L'ULTIMO "OSPITE" L'ultimo ebreo è morto a Oswiecim nel 2000. Si chiamava Szymon Kluger, e la sua casa, proprio accanto all'unica delle oltre venti sinagoghe spazzate via dalla furia nazista, è diventata un altro museo. Alla caffetteria si vendono spille, bandiere arcobaleno, tazze con la scritta "Nessuno è illegale". L'aria vagamente hipster è accentuata dalla presenza di una mezza dozzina di ragazzi che leggono, sorseggiano tè, chiacchierano. Vengono da Israele, Germania, Stati Uniti, sono borsisti che fanno volontariato e ricerche su Auschwitz, ci spiega Artur Szyndler, storico e curatore del museo.

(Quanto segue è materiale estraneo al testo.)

PR #31275, opened 2024-02-06
templating: added info that the Jinja2 engine is modified

MacDada:
Which should indicate that there might be differences to the original engine.

Source: https://community.home-assistant.io/t/documentation-for-functions-and-operations/398690/5

## Type of change

### DIFF
--- a/source/_docs/configuration/templating.markdown
+++ b/source/_docs/configuration/templating.markdown
@@ -16,7 +16,7 @@ Templating is a powerful feature that allows you to control information going in
 
 ## Building templates
 
-Templating in Home Assistant is powered by the [Jinja2](https://palletsprojects.com/p/jinja) templating engine. This means that we are using their syntax and make some custom Home Assistant variables available to templates during rendering. Jinja2 supports a wide variety of operations:
+Templating in Home Assistant is based on a modified [Jinja2](https://palletsprojects.com/p/jinja) templating engine. This means that we are using their syntax and make some custom Home Assistant variables available to templates during rendering. Jinja2 supports a wide variety of operations:
 
 - [Mathematical operation](https://jinja.palletsprojects.com/en/latest/templates/#math)
 - [Comparisons](https://jinja.palletsprojects.com/en/latest/templates/#comparisons)


source/_docs/configuration/templating.markdown
```diff
@@ -16,7 +16,7 @@ Templating is a powerful feature that allows you to control information going in
 
 ## Building templates
 
-Templating in Home Assistant is powered by the [Jinja2](https://palletsprojects.com/p/jinja) templating engine. This means that we are using their syntax and make some custom Home Assistant variables available to templates during rendering. Jinja2 supports a wide variety of operations:
+Templating in Home Assistant is based on a modified [Jinja2](https://palletsprojects.com/p/jinja) templating engine. This means that we are using their syntax and make some custom Home Assistant variables available to templates during rendering. Jinja2 supports a wide variety of operations:
```
frenck, line 19: That isn't a correct statement.

We use the default Jinja2 from upstream. We load additional extensions, which has been documented already on this same page.

../Frenck

frenck (changes requested):

source/_docs/configuration/templating.markdown
MacDada: [According to tom_l, a moderator](https://community.home-assistant.io/t/documentation-for-functions-and-operations/398690/5), it is _modified_, not just _extended_.

No matter the technical mechanism, if it is _copy -> paste -> change -> commit_ or _download with dependency manager -> override stuff with inheritance/config/whatever_ => if the result is that the API is different between the "original" engine and the HA's implementation ("different" as _incompatible_ changes, not just _adding_ stuff) => then I'd argue Tom is correct: it is a _modified_ engine.

**I've just tested the forum's example of `float` filter's _modified behaviour_ with http://jinja.quantprogramming.com/ – actually `'foo'|float` gives the default `0.0` for Jinja "original", while it throws in HA.**

My guess, after quick grepping, is that the default `float` filter [gets overriden here](https://github.com/home-assistant/core/blob/dev/homeassistant/helpers/template.py#L2499), while – for example – `abs` filter isn't overridden, but I may be mistaken as for the place of _modification_ ;-)

MacDada: yep, the original Jinja's `float` [returns the default](https://github.com/pallets/jinja/blob/main/src/jinja2/filters.py#L988), while HA's _modification_ [throws](https://github.com/home-assistant/core/blob/dev/homeassistant/helpers/template.py#L2009)

MacDada: > Templating in Home Assistant is powered by the [Jinja2](https://palletsprojects.com/p/jinja) templating engine **with a bit of monkey-patching**.

:D

frenck: > [According to tom_l, a moderator](https://community.home-assistant.io/t/documentation-for-functions-and-operations/398690/5), it is modified, not just extended.

Sorry, that statement is just incorrect.

We load extensions, sure. The engine is the same.

MacDada: > We load extensions, sure.

If the "loaded extensions" just added functionalities -> I'd agree.

But I've shown above, HA _changes_ (_modifies_) the original behaviour of Jinja (`float` filter is an example) -> therefore I call it _modification_. The result being: original Jinja docs do _not_ apply to HA in all cases. Therefore one shall not be surprised that, if they do something according to Jinja, it might not work in HA, or it might work differently. Therefore, my PR.

> The engine is the same.

I don't want to get into metaphysics, but… HA does [monkey patching](https://en.wikipedia.org/wiki/Monkey_patch) on Jinja – it's not _rewriting_ the original code, but _modifying_ the behaviour at runtime. Anyway: _modifying_.

MacDada: Mind that the next step is to list those changes somewhere. Or at least add some kind of a warning in places, where HA's implementation differs from Jinja's original.

If one already _knows Jinja_ and reads that HA uses Jinja internally, they shouldn't assume their Jinja knowledge is valid and shall make corrections accordingly.

frenck: Sorry, don't agree.

Even in Jinja itself these are extensions (we also don't load all Jinja shipped extensions).

The engine, is the same and unmodified.

MacDada: > Sorry, don't agree.

Yet, u don't disprove my arguments.

> The engine, is the same and unmodified.

Is monkey patching a modification or you don't agree with wikipedia definition as well?

MacDada: Let me ask another way: do you see that the docs need an improvement, to acknowledge the fact, that using Jinja docs to learn how to use templates in HA is mildly saying "not enough"? That it can lead to a wrong code in HA?

Then we might rephrase my original PR, sure. I don't think the "engine vs extension" distinction actually makes any difference to the reader though.

> `Templating in Home Assistant is powered by the [Jinja2](https://palletsprojects.com/p/jinja) templating engine. This means that we are using their syntax, make some custom Home Assistant variables available to templates during rendering; with [a few changes](the-list-shall-be-created-with-later-pr].`

Or sth like that. Anyway: if you link to Jinja docs with an intention to learn from them, i'd advise to point out what one should NOT learn from them.

frenck: > Yet, u don't disprove my arguments.

I did.

I don't agree.

frenck: Going to close this, as this as I don't agree and don't see any value in having a discussion over this.

The added word is wrong, the engine is the same.

Nevertheless, thanks for being willing to contribute.

../Frenck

All'ingresso, Szyndler ci mostra una scritta che lascia senza fiato: "Oshpitzin", ospite. «Fino all'Olocausto gli ebrei di qui si autodefinivano così. Anche se non mancavano le tensioni con i cattolici, sicuramente si sentivano più a casa che nel resto della Polonia». Nella galleria fotografica lo storico ci indica la foto di Lola e Maurycy Bodner. «Furono loro i primi ebrei a tornare qui dopo la guerra». La comunità era stata spazzata via — deportata nei ghetti o ad Auschwitz — ma qualcuno si riavventurò nella sua città natale. I coniugi Bodner li registrarono tutti e adottarono un bambino sopravvissuto agli esperimenti di Mengele. Dopo la morte di Szymon Kluger, gli ebrei, nella città così vicina all'Olocausto, si sono totalmente estinti. La "Gerusalemme polacca" è un lontano ricordo.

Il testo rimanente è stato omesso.